Journal of Bronchology: July 1999
Brief Report: PDF Only

A 32-year-old man with a history of recurrent epistaxis since childhood, microscopic hematuria, and a nodular lesion on chest radiograph presented with chest pain and dyspnea after chest trauma. Right hemothorax was detected on chest radiograph. Chest tube insertion was performed with an overall drainage of 700 mL of blood. Because of the persistence of a homogenous radio-opacity at the right lower hemithorax on the chest radiograph, he was referred to our pulmonary medicine department. On admission, physical examination showed dullness and absence of respiratory sounds at the lower third of right hemithorax. Laboratory findings showed mild anemia and hypoxemia of 57 mmHg. Chest radiograph showed a homogenous radio-opacity at the lower third of the right hemithorax, and a nodular lesion, 3.5 cm in diameter, projected over the upper border of the radio-opacity.

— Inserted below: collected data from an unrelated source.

PR #2792, opened 2025-08-18
Add load and run tests for checkpoints that we want to have BC

jerryzh168:
Stacked PRs:
 * #2793
 * __->__#2792

--- --- ---

### Add load and run tests for checkpoints that we want to have BC

Summary:
Added load and run tests to make sure previously saved checkpoints can continue to load and run.

includes FP8, INT4 and INT4 + preshuffled checkpoints since these might reach larger audience

Test Plan:
python test/integration/test_load_and_run_checkpoint.py

Reviewers:

Subscribers:

Tasks:

Tags:


test/integration/test_load_and_run_checkpoint.py
```diff
@@ -0,0 +1,123 @@
...
+_DEPRECATED_MODEL_INFO = [
+    (
+        "torchao-testing/opt-125m-float8dq-row-v1-0.13-dev",
+        1,
+        "Float8DynamicActivationFloat8WeightConfig",
+    ),
+]
+
+_MODEL_NAMES = [
+    "torchao-testing/single-linear-FP8-v2-0.13-dev",
```
vkuzo: overall looks great, can we have a more exact naming scheme? use the actual config name instead of "FP8", etc

vkuzo: where is the code to create these models? can we check it in so it's easily extendable?

test/integration/test_load_and_run_checkpoint.py
```diff
@@ -0,0 +1,123 @@
...
+            )
+
+        tokenizer = AutoTokenizer.from_pretrained(model_name)
+        prompt = ("Hello, my name is",)
+        inputs = tokenizer(
+            prompt,
+            return_tensors="pt",
+        ).to("cuda")
+        generated_ids = quantized_model.generate(**inputs, max_new_tokens=128)
+        # make sure it runs
```
vkuzo: instead of testing that it runs, can we save the logits, set temperature to 0 and then test for bitwise equivalency?

test/integration/test_load_and_run_checkpoint.py
```diff
@@ -0,0 +1,123 @@
...
+            model_name, filename="model_inputs.pt"
+        )
+        with open(downloaded_example_inputs, "rb") as f:
+            example_inputs = torch.load(f)
+        downloaded_output = hf_hub_download(model_name, filename="model_output.pt")
+        with open(downloaded_output, "rb") as f:
+            ref_output = torch.load(f)
+
+        output = model(*example_inputs)
+        self.assertTrue(torch.allclose(output, ref_output))
```
vkuzo: can this have bitwise equivalency?

test/integration/test_load_and_run_checkpoint.py
jerryzh168: OK, code is in the model card of these models, I can add a sample in the test as well

test/integration/test_load_and_run_checkpoint.py
```diff
@@ -0,0 +1,160 @@
...
+@unittest.skipIf(not is_sm_at_least_89(), "Nedd sm89+")
+@unittest.skipIf(
+    is_fbcode(),
+    "Skipping the test in fbcode for now, not sure how to download from transformers",
+)
+class TestLoadAndRunCheckpoint(TestCase):
+    def _test_single_linear_helper(self, model_name):
+        from huggingface_hub import hf_hub_download
+
+        downloaded_model = hf_hub_download(model_name, filename="model.bin")
```
vkuzo: to clarify, this is a state dict? maybe filename can reflect this?  Also, should the extension be `pt` to match PyTorch convention?

test/integration/test_load_and_run_checkpoint.py
```diff
@@ -0,0 +1,160 @@
...
+    def test_single_linear(self, model_name):
+        """Test that we can load and run the quantized linear checkpoint with saved sample input
+        and match the saved output, to make sure there is no BC breaking changes
+        when we make changes to tensor subclass implementations
+        """
+        if (
+            "Float8DynamicActivationFloat8WeightConfig" in model_name
+            and not is_sm_at_least_90()
+        ):
+            return unittest.skip("FP8 checkpoint is produced in SM90+")
```
vkuzo: should we ensure we have CI with sm90+ running this test?

test/integration/test_load_and_run_checkpoint.py
```diff
@@ -0,0 +1,160 @@
...
+)
+from transformers import AutoModelForCausalLM, AutoTokenizer, TorchAoConfig
+
+from torchao.utils import is_fbcode, is_sm_at_least_89, is_sm_at_least_90
+
+# please check model card for how to generate these models
+
+_DEPRECATED_SINGLE_LINEAR_MODEL_NAMES = [
+    # model card: https://huggingface.co/torchao-testing/single-linear-Float8DynamicActivationFloat8WeightConfig-v1-0.13-dev
+    "torchao-testing/single-linear-Float8DynamicActivationFloat8WeightConfig-v1-0.13-dev",
```
vkuzo: nit: specify what here is torchao version and what is config version? `torchao-testing/model:single_linear-config:Float8DynamicActivationFloat8WeightConfig-config_version:1-torchao:0.13-dev`?

test/integration/test_load_and_run_checkpoint.py
jerryzh168: yeah this is a state_dict, this is trying to match the convention of huggingface models: https://huggingface.co/pytorch/Qwen3-8B-INT4/blob/main/pytorch_model-00001-of-00002.bin

I can match pt convention as well, since it's also what people are used to for state dict

test/integration/test_load_and_run_checkpoint.py
jerryzh168: yeah it's tested here: https://github.com/pytorch/ao/blob/083361bc3f7addc505a0f994a923f4ae9f54388e/.github/workflows/1xH100_tests.yml#L50

added this skip because it fails in this test: https://github.com/pytorch/ao/blob/083361bc3f7addc505a0f994a923f4ae9f54388e/.github/workflows/1xL4_tests.yml#L50 (SM89)

test/integration/test_load_and_run_checkpoint.py
jerryzh168: this seems a bit long, would changing `0.13-dev` to `0.13.dev` be clearer that this is a torchao version?

also just found that `:` is not supported in hf model naming, only `-`, `.` and `_` are supported.

can also move around the 0.13.dev to make it clearer as well, please let me know

vkuzo: > this seems a bit long, would changing 0.13-dev to 0.13.dev be clearer that this is a torchao version?

I think we should go for clarity here, if it's long that's ok.  Can we pick one of `-`, `.`, `_` as a delimiter, and make the name be formatted with `key1.val1,key2.val2,...`, with whatever delimiters between pairs and key:val that we can use

vkuzo (approved):
would be good to make the naming exact

test/integration/test_load_and_run_checkpoint.py
jerryzh168: does this have to be in the name, how about adding these in model card descriptions? there are some restrictions to the naming, including max length of 96:
```
Only regular characters and '-', '_', '.' are accepted. '--' and '..' are forbidden. '-' and '.' cannot start or end the name. The name cannot end with ".git" or ".ipynb". Max length is 96.
```

tried Float8 and it's 111: `model_single-linear-config_Float8DynamicActivationFloat8WeightConfig-config-version_v2-torchao-version_0.13.dev`

jerryzh168:
updated model card to include exact descriptions due to naming length restrictions

PR #2795, opened 2025-08-19
Fix batch norm folding in `prepare_pt2e` for multiple conv->BN chains sharing the same conv weights

subhankarpal:
### Summary
For a model with multiple conv->BN chains that have the same conv weights, `prepare_pt2e` applies batch norm folding repeatedly for each chain, causing incorrect conv weights in the output prepared model. This fix ensures batch norm folding is performed only once per unique conv weight set, preventing multiple folds and preserving correct model behavior.

### Testplan
```
python test/quantization/pt2e/test_quantize_pt2e.py -k test_chunked_bn_fusion
```

### DIFF
--- a/torchao/quantization/pt2e/utils.py
+++ b/torchao/quantization/pt2e/utils.py
@@ -671,6 +671,7 @@ def fold_bn_weights_into_conv_node(
     conv_bias_node: Optional[Node],
     bn_node: Node,
     m: GraphModule,
+    fake_fuse: bool=False # removes the BN nodes but doesn't change the conv weights
 ) -> None:
     # conv args: input, weight, bias, stride, padding, dilation, ...
     conv_w = _get_tensor_constant_from_node(conv_weight_node, m)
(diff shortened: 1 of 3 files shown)


torchao/testing/model_architectures.py
```diff
@@ -22,6 +22,26 @@ def forward(self, x):
         return x
 
 
+class ToyCNNModel(nn.Module):
```
jerryzh168: nit: better to be more specific I think, like `ConvWithSharedWeightInExportedModel`

torchao/quantization/pt2e/utils.py
```diff
@@ -781,9 +795,15 @@ def _fuse_conv_bn_(m: GraphModule) -> None:
...
+            conv_node,
+            conv_weight_node,
+            conv_bias_node,
+            bn_node,
+            m,
+            (conv_weight_node in fused_convs_weight_nodes)
         )
-
+        fused_convs_weight_nodes.add(conv_weight_node)
+    del fused_convs_weight_nodes
```
jerryzh168: nit: probably no need to delete this explicitly

subhankarpal:
> see some nit comments inline

Fixed, thanks.

jerryzh168:
@subhankarpal no need for manual import, our oncall will import this in diff train

amdfaa:
This PR appears to be causing failures for both rocm and cuda: https://hud.pytorch.org/failure?name=Run%20Regression%20Tests%20on%20ROCm%20%2F%20test-nightly%20(ROCM%20Nightly%2C%20linux.rocm.gpu.gfx942.2%2C%20--pre%20torch%20--index-url%20https%3A%2F%2Fdownload.pyt...%20%2F%20linux-job&jobName=undefined&failureCaptures=test%2Fintegration%2Ftest_integration.py%3A%3ATestAutoQuant%3A%3Atest_autoquant_hp_float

No endobronchial lesion was observed under bronchoscopic examination. Computed tomography scan of the thorax showed a parenchymal nodular lesion at the right lower lobe and right pleural effusion.

Because the nodular lesion was interpreted as a possible arte-riovenous malformation (AVM), the diagnosis of Rendu-Osler-Weber disease was considered. The patient underwent a right lateral thoracotomy. Organized right subpulmonic hemothorax, pleural thickening, and an AVM at the anterobasal segment were detected. A pathologic report described AVM with recanalized thrombosis and multiple intraparenchymal and intrapleural telangiectasias, with evidence of rupture. Rupture of pleural telangiectasias is an extremely rare cause of hemothorax; however, it must be considered when a patient with a history of bleeding or an AVM presents with hemothorax.

© 1999 Lippincott Williams & Wilkins, Inc.